━━ EXTRACTED RECORDS
PR #44, opened 2020-06-30
:sparkles: (common) initial common chart

hairmare:
Initial chart based on parts of incubator/common. The co authors on this
PR reflect the original authors on https://github.com/helm/charts.

Compared to the incubator version this has been stripped of some parts
that we currently do not have a use for.

* [x] add common chart
* [x] strip common chart of templates we don't currently use
* [x] reconfigure chart-testing GitHub Action to ignore library chart

I created an issue about testing library charts: https://github.com/helm/chart-testing/issues/237 
before I ignored the common chart.

There is a example of how this is used in https://github.com/adfinis-sygroup/helm-charts/pull/36


charts/common/templates/_fullname.tpl
```diff
@@ -0,0 +1,29 @@
...
+*/ -}}
+{{- define "common.fullname"}}
+  {{- $global := default (dict) .Values.global -}}
+  {{- $base := default (printf "%s-%s" .Release.Name .Chart.Name) .Values.fullnameOverride -}}
+  {{- $gpre := default "" $global.fullnamePrefix -}}
+  {{- $pre := default "" .Values.fullnamePrefix -}}
+  {{- $suf := default "" .Values.fullnameSuffix -}}
+  {{- $gsuf := default "" $global.fullnameSuffix -}}
+  {{- $name := print $gpre $pre $base $suf $gsuf -}}
+  {{- $name | lower | trunc 54 | trimSuffix "-" -}}
```
eyenx, line 28: why `54` ?

eyenx: > Output of this function is truncated at 54 characters, which leaves 9 additional characters for customized overriding. Thus you can easily extend this name in your own charts:

PR #54, opened 2020-07-21
Postgresql Ingress

michaelimfeld:


charts/timed/templates/service-postgresql.yaml
```diff
@@ -0,0 +1,22 @@
+{{- if .Values.postgresql.ingress.enabled }}
+apiVersion: v1
+kind: Service
+metadata:
+  name: postgresql-ingress
+  labels:
+    {{- include "timed.labels" . | nindent 4 }}
+    app: postgresql
```
hairmare, line 8: Can't this be done with a [common label](https://kubernetes.io/docs/concepts/overview/working-with-objects/common-labels/)? (ie. one with a app.kubernetes.io prefix)

Otherwise we should use something with a `k8s.adfinis.com` prefix.

charts/timed/templates/service-postgresql.yaml
```diff
@@ -0,0 +1,22 @@
...
+spec:
+  type: LoadBalancer
+  ports:
+    - port: 5432
+      targetPort: 5432
+      protocol: TCP
+      name: tcp-postgresql
+  selector:
+    app: postgresql
+    role: slave
```
hairmare, line 18: Same here although it looks like the upstream postgresql chart is already using legacy labels.

Maybe the `timed.selectorLabels` named template helper can also be part of this?

To account for deployments that do not use the postgresql chart as a dependency the deployment might need to have a possibility to override the labels.

charts/timed/values.yaml
```diff
@@ -221,6 +221,11 @@ postgresql:
   image:
     # postgresql.image.tag -- PostgreSQL image version to use
     tag: 12.2.0
+  ingress:
+    # postgresql.ingress.enabled -- Enable ingress
+    enabled: false
+    # postgresql.ingress.ipWhitelist -- Whitelist specific IP ranges
+    ipWhitelist: []
```
hairmare, line 228:
```suggestion
    loadBalancerSourceRanges: []
```

charts/timed/templates/service-postgresql.yaml
```diff
@@ -0,0 +1,22 @@
...
+  {{- if .Values.postgresql.ingress.ipWhitelist }}
+  loadBalancerSourceRanges: {{ .Values.postgresql.ingress.ipWhitelist | toYaml | nindent 4 }}
+  {{- end }}
```
hairmare, line 21: I'm not sure if the nindent on the same line as the value will work.
```suggestion
  {{- if .Values.postgresql.ingress.loadBalancerSourceRanges }}
  loadBalancerSourceRanges: 
    {{ .Values.postgresql.ingress.loadBalancerSourceRanges | toYaml | nindent 4 }}
  {{- end }}
```

charts/timed/templates/service-postgresql.yaml
```diff
@@ -0,0 +1,22 @@
+{{- if .Values.postgresql.ingress.enabled }}
+apiVersion: v1
+kind: Service
+metadata:
+  name: postgresql-ingress
+  labels:
+    {{- include "timed.labels" . | nindent 4 }}
+    {{ toYaml .Values.postgresql.ingress.labels | nindent 4 }}
```
hairmare, line 8: These don't hurt but are probably also not needed.

charts/timed/values.yaml
```diff
@@ -221,6 +221,18 @@ postgresql:
   image:
     # postgresql.image.tag -- PostgreSQL image version to use
     tag: 12.2.0
+  ingress:
+    # postgresql.ingress.enabled -- Enable ingress
+    enabled: false
+    # postgresql.ingress.loadBalancerSourceRanges -- Whitelist specific IP ranges
+    loadBalancerSourceRanges: []
+    # postgresql.ingress.labels -- Service labels
```
hairmare, line 229: I would nitpick about these missing a `@default` annotation to ensure that the defaults don't result in a huge block of JSON inlined into the docs, but then I looked at the rest of the chart which doesn't care either.

PR #57, opened 2020-07-29
Timed frontend oidc config

michaelimfeld:
Depends on:
https://github.com/adfinis-sygroup/timed-frontend/commit/95a144197365d42af8bc3858aca2bdab86b25929

### DIFF
--- a/charts/timed/Chart.yaml
+++ b/charts/timed/Chart.yaml
@@ -2,7 +2,7 @@ apiVersion: v2
 name: timed
 description: Chart for Timed application
 type: application
-version: 0.3.17
+version: 0.3.18
 appVersion: v1.0-rc3
 keywords:
   - timed
--- a/charts/timed/README.md
+++ b/charts/timed/README.md
@@ -2,7 +2,7 @@ timed
 =====
 Chart for Timed application
 
-Current chart version is `0.3.17`
+Current chart version is `0.3.18`
 
 
 **Homepage:** <https://github.com/adfinis-sygroup/timed-frontend>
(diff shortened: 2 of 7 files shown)


charts/timed/templates/configmap-backend.yaml
```diff
@@ -16,7 +16,7 @@ data:
   DJANGO_DATABASE_USER: {{ .Values.postgresql.postgresqlUsername | quote }}
   DJANGO_DATABASE_PORT: {{ .Values.postgresql.service.port | quote }}
   DJANGO_WORK_REPORT_PATH: {{ .Values.backend.settings.workReportPath | quote }}
-  DJANGO_OIDC_USERINFO_ENDPOINT: {{ .Values.auth.oidc.userinfoEndpoint | quote }}
+  DJANGO_OIDC_USERINFO_ENDPOINT: {{ printf "%s/userinfo" .Values.auth.oidc.url | quote }}
```
hairmare, line 19: This is specific to our using it with keycloak and we'll need to change it if we end up using a different IdP.

charts/timed/templates/configmap-backend.yaml
```diff
@@ -25,7 +25,7 @@ data:
   DJANGO_OIDC_LASTNAME_CLAIM: {{ .Values.auth.oidc.claims.lastname | quote }}
 {{- if .Values.auth.oidc.introspect.enabled }}
   DJANGO_OIDC_CHECK_INTROSPECT: "True"
-  DJANGO_OIDC_INTROSPECT_ENDPOINT: {{ .Values.auth.oidc.introspect.endpoint | quote }}
+  DJANGO_OIDC_INTROSPECT_ENDPOINT: {{ printf "%s/token/introspect" .Values.auth.oidc.url | quote }}
```
hairmare, line 28: This is specific to our using it with keycloak and we'll need to change it if we end up using a different IdP.

PR #808, opened 2022-09-20
feat(infra-apps): Update kured to 3.0.1

gianklug:
# Description
Updated the Kured chart to the next major version.
This will probably break most of the installations:
>  The Helm chart labels have been realigned to conform with the [standard labels](https://helm.sh/docs/chart_best_practices/labels/#standard-labels) in the current Helm Chart Best Practices guide, so this upgrade will fail unless the DaemonSet is deleted and recreated. The only way that Helm supports delete and recreate is by uninstalling, so please uninstall the Kured Helm chart before installing again with v3.x.

# Issues
https://github.com/adfinis/helm-charts/issues/793

# Checklist

### DIFF
--- a/charts/infra-apps/Chart.yaml
+++ b/charts/infra-apps/Chart.yaml
@@ -2,7 +2,7 @@ apiVersion: v2
 name: infra-apps
 description: Argo CD app-of-apps config for infrastructure components
 type: application
-version: 0.113.0
+version: 0.114.0
 home: https://github.com/adfinis/helm-charts/tree/main/charts/infra-apps
 sources:
   - https://github.com/adfinis/helm-charts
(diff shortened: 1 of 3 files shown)


eyenx:
Can you link us to the source of the changelong?

gianklug:
> Can you link us to the source of the changelog?

It's mentioned in the [upgrade notes](https://github.com/weaveworks/kured/tree/main/charts/kured)

eyenx:
this is also interesting for us 

> A "ServiceMonitor" needs a "release" label to be discovered by the Prometheus-Operator with the default configuration of kube-prometheus-stack and this chart (in the prior v2.x chart) already sets a release label hardcoded. This is changed by applying the best-practise labels in the chart v3.x. Now the user can decide which release label-value should be used.
> With this update, it's more readily possible to make use of the Kured chart with kube-prometheus-stack's default ServiceMonitor selector configuration.

eyenx (approved):
It's not only important to see the changes of the chart here, but also the changes on the image / application version itself.

We are bumping now from `kured:1.10.1` to `kured: 1.10.2` which is just a patchfix release. Nothing is gonna break according to https://github.com/weaveworks/kured/releases/tag/1.10.2 except the helm labels stuff mentioned already. We will need to sync/force/recreate the DS when syncing, but it's not a big thing. 

This is why this LGTM

PR #826, opened 2022-10-06
feat(timed-backend): add probes for django hurricane deployment

fugal-dy:


hairmare (approved):
much nice, very startup probe, such dedicated port for probes

:100: lgtm

PR #905, opened 2022-12-09
feat: [barman] add init containers

kfirfer:
Added initContainers capability
For example waiting for postgresql instance(s)

### DIFF
--- a/charts/barman/Chart.yaml
+++ b/charts/barman/Chart.yaml
@@ -2,7 +2,7 @@ apiVersion: v2
 name: barman
 type: application
 description: Chart for Barman PostgreSQL Backup and Recovery Manager
-version: 0.9.2
+version: 0.10.0
 appVersion: "v2.19"
 keywords:
   - barman
@@ -17,3 +17,12 @@ maintainers:
   - name: adfinis
     email: support@adfinis.com
     url: https://adfinis.com
+annotations:
+  artifacthub.io/changes: |
+    - kind: added
+      description: "added init containers for barman deployment"
+      links:
+        - name: GitHub PR
+          url: https://github.com/adfinis/helm-charts/pull/905
+
+
--- a/charts/barman/Chart.yaml
+++ b/charts/barman/Chart.yaml
@@ -24,5 +24,3 @@ annotations:
       links:
         - name: GitHub PR
           url: https://github.com/adfinis/helm-charts/pull/905
-
-
--- a/charts/barman/Chart.yaml
+++ b/charts/barman/Chart.yaml
@@ -2,7 +2,7 @@ apiVersion: v2
 name: barman
 type: application
 description: Chart for Barman PostgreSQL Backup and Recovery Manager
-version: 0.9.1
+version: 0.9.2
 appVersion: "v2.19"
 keywords:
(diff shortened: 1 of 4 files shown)


charts/barman/Chart.yaml
```diff
@@ -2,7 +2,7 @@ apiVersion: v2
 name: barman
 type: application
 description: Chart for Barman PostgreSQL Backup and Recovery Manager
-version: 0.9.1
```
eyenx, line 5: Thanks for your contribution!

As this is an additional feature, please bump to 0.10.0

eyenx (changes requested):
Thanks for the contribution!

Please do a higher Chart version bump and please run pre-commit for generating the docs.

eyenx:
For the pre-commit hook pls see https://github.com/adfinis/helm-charts/blob/main/docs/development.md

charts/barman/Chart.yaml
eyenx: We are also missing the `artifacthub.io/changes` annotations in the Chart.yaml

See https://github.com/adfinis/helm-charts/pull/901 for a good example.

Thank you!

charts/barman/values.yaml
```diff
@@ -32,6 +32,20 @@ deployment:
   imagePullSecrets: []
   # -- Specify additional ENVs for the Deployment
   additionalENVs: {}
+  # Init containers to add to deployment's pod spec. At least one plugin provider image is required.
+  # If the value is a string then it is evaluated as a template.
```
eyenx, line 36:
```suggestion
  # If the value is a string then it is evaluated as a template.
  # -- Specify initContainers for the deployment
```

eyenx: We need this to generate the README.md you modified manually.

kfirfer: New to helm docs
done (I guess)

charts/barman/templates/deployment.yaml
```diff
@@ -81,6 +81,14 @@ spec:
           {{- end  }}
           resources:
             {{- toYaml .Values.resources | nindent 12 }}
+{{- if .Values.deployment.initContainers }}
+      initContainers:
+        {{- if eq (typeOf .Values.deployment.initContainers) "string" }}
```
eyenx, line 86: Can you quickly explain why we would be needing using a template for setting the initContainers? Is it not enough just rendering the array toYaml?

I see this construct also in the official velero Chart.

kfirfer: I just copied pasted from Velero chart
Don't know the reason for that
Should I use only array ?

kfirfer: Hmm I guess I know the reason
if you're templating over templating(e.g. helmfile gotmpl files), and you already has a string based value in other charts

eyenx: Makes sense

eyenx (approved):
LGTM thank you for your contribution!

eyenx:
Release is here

https://github.com/adfinis/helm-charts/releases/tag/barman-0.10.0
━━━━
WHAT TO PRODUCE >>
Count up the lines above in which the word "example" appears, and give nothing but that count.

SOLUTION TO THIS EXERCISE >>
3